Molecular Medicine 4.
Závoti, Olivér
Department of Biochemistry
Olivér Závoti1, Márton A. Simon1, László Csanády1
1: Department of Biochemistry
The epithelial anion channel cystic fibrosis transmembrane conductance regulator (CFTR) is activated by cyclic AMP-dependent protein kinase A (PKA) through two complementary mechanisms: noncatalytic activation via direct kinase binding and catalytic activation via phosphorylation of the regulatory (R) domain. Mutations that impair CFTR function cause cystic fibrosis (CF), including the two highly prevalent variants ΔF508 and G551D. Although clinically approved modulators (ETI; elexacaftor-tezacaftor-ivacaftor) mitigate disease symptoms, the molecular mechanisms by which these mutations disrupt PKA-dependent activation – and how potentiator drugs modify these processes – remain unclear.
We determined the relative contributions of catalytic and noncatalytic PKA activation in ΔF508 and G551D CFTR using current recordings from excised inside-out membrane patches superfused with purified PKA catalytic subunit. Although kinase binding affinity remained intact, both variants exhibited slowed PKA-dependent activation kinetics. Quantitative analysis revealed that noncatalytic activation constitutes the dominant component of overall channel activity in both mutants. This noncatalytic contribution was markedly enhanced by the high-affinity ATP analogue N6-(2-phenylethyl)-ATP (P-ATP), which stabilises the NBD1-NBD2-TMD interface.

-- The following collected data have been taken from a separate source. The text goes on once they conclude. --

PR #96, opened 2018-03-30
Aggregation elements flush or forward metrics based on pipeline metadata

xichen2020:
cc @cw9 @jeromefroe 

This PR adds logic to the aggregation elements to process aggregated metrics by flushing or forwarding them based on pipeline metadata.

NB: the changes in `*.gen.go` are auto-generated from `generic_elem.go`.

### DIFF
--- a/aggregator/elem_base.go
+++ b/aggregator/elem_base.go
@@ -42,7 +42,10 @@ const (
 	defaultNumValues = 2
 
 	// Maximum transformation derivative order that is supported.
-	maxSupportedTransformationDerivativeOrer = 1
+	// A default value of 1 means we currently only support transformations that
+	// compute first-order derivatives. This applies to the most common usecases
+	// without imposing signficant bookkeeping overhead.
+	maxSupportedTransformationDerivativeOrder = 1
 )
 
 var (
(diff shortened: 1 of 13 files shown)


aggregator/elem_base.go
```diff
@@ -37,19 +40,15 @@ import (
 const (
 	// Default number of aggregation buckets allocated initially.
 	defaultNumValues = 2
-)
 
-var (
-	errElemClosed = errors.New("element is closed")
+	// Maximum transformation derivative order that is supported.
+	maxSupportedTransformationDerivativeOrer = 1
```
cw9: typo: ...Derivative`Order`

aggregator/elem_base.go
```diff
@@ -239,5 +260,89 @@ func (e gaugeElemBase) NewLockedAggregation(_ Options, aggOpts raggregation.Opti
...
+			// A binary transformation is a transformation that computes first-order derivatives.
+			if transformOp.Type.IsBinaryTransform() {
+				transformationDerivativeOrder++
+			}
+		}
+	}
+	if firstRollupOpIdx == -1 {
+		return parsedPipeline{}, fmt.Errorf("pipeline %v has no rollup operations", pipeline)
+	}
+	if transformationDerivativeOrder > maxSupportedTransformationDerivativeOrer {
```
cw9: can you elaborate what does this mean? could you provide a pipeline example that will error out in this case?

services/m3aggregator/config/aggregator.go
```diff
@@ -263,19 +263,20 @@ func (c *AggregatorConfiguration) NewAggregatorOptions(
...
 
-	// Set default policies.
-	policies := make([]policy.Policy, len(c.DefaultPolicies))
+	// Set default storage policies.
+	// TODO(xichen): sort the storage policies.
+	policies := make([]policy.StoragePolicy, len(c.DefaultPolicies))
 	copy(policies, c.DefaultPolicies)
-	sort.Sort(policy.ByResolutionAscRetentionDesc(policies))
-	opts = opts.SetDefaultPolicies(policies)
+	// sort.Sort(policy.ByResolutionAscRetentionDesc(policies))
```
cw9: still need this?

aggregator/elem_base.go
```diff
@@ -37,19 +40,15 @@ import (
 const (
 	// Default number of aggregation buckets allocated initially.
 	defaultNumValues = 2
-)
 
-var (
-	errElemClosed = errors.New("element is closed")
+	// Maximum transformation derivative order that is supported.
```
cw9: Also comment why use 1 here?

aggregator/elem_base.go
xichen2020: Good catch, ta.

aggregator/elem_base.go
xichen2020: Talked offline, so pipelines that compute higher order derivatives require keeping more states including the raw values and lower order derivatives, and as such are not supported by the current implementation. An example is "aggregate Last | perSecond | perSecond". Will add comments to clarify.

services/m3aggregator/config/aggregator.go
xichen2020: Yeah I'll leave it as is, will clean it up when I address the TODOs.

aggregator/elem_base.go
xichen2020: Sure yeah.

PR #97, opened 2018-04-05
Better test coverage for new aggregator logic

xichen2020:
cc @cw9 @jeromefroe 

This PR fixes the existing tests and adds new tests for the aggregator logic.

NB: The integration tests and the server tests are currently disabled since the encoding/decoding API for metric metadata has not been implemented yet.

### DIFF
--- a/aggregator/capture/aggregator.go
+++ b/aggregator/capture/aggregator.go
@@ -25,6 +25,7 @@ import (
 	"sync"
 
 	aggr "github.com/m3db/m3aggregator/aggregator"
+	"github.com/m3db/m3metrics/metadata"
 	"github.com/m3db/m3metrics/metric/id"
 	"github.com/m3db/m3metrics/metric/unaggregated"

We further examined the impact of the clinically employed potentiator drug combination elexacaftor and ivacaftor. For both variants, the drug combination preferentially enhanced catalytic channel activation relative to noncatalytic activation. Surprisingly, in ΔF508 CFTR, elexacaftor plus ivacaftor induced substantial PKA-independent channel activity while effectively suppressing PKA-mediated noncatalytic activation.
Together, these findings demonstrate how two common CF variants selectively disrupt PKA-dependent gating mechanisms and reveal and reveal distinct drug effects on catalytic versus noncatalytic activation. These mechanistic insights highlight opportunities to further optimise CFTR potentiator strategies to improve therapeutic efficacy in cystic fibrosis.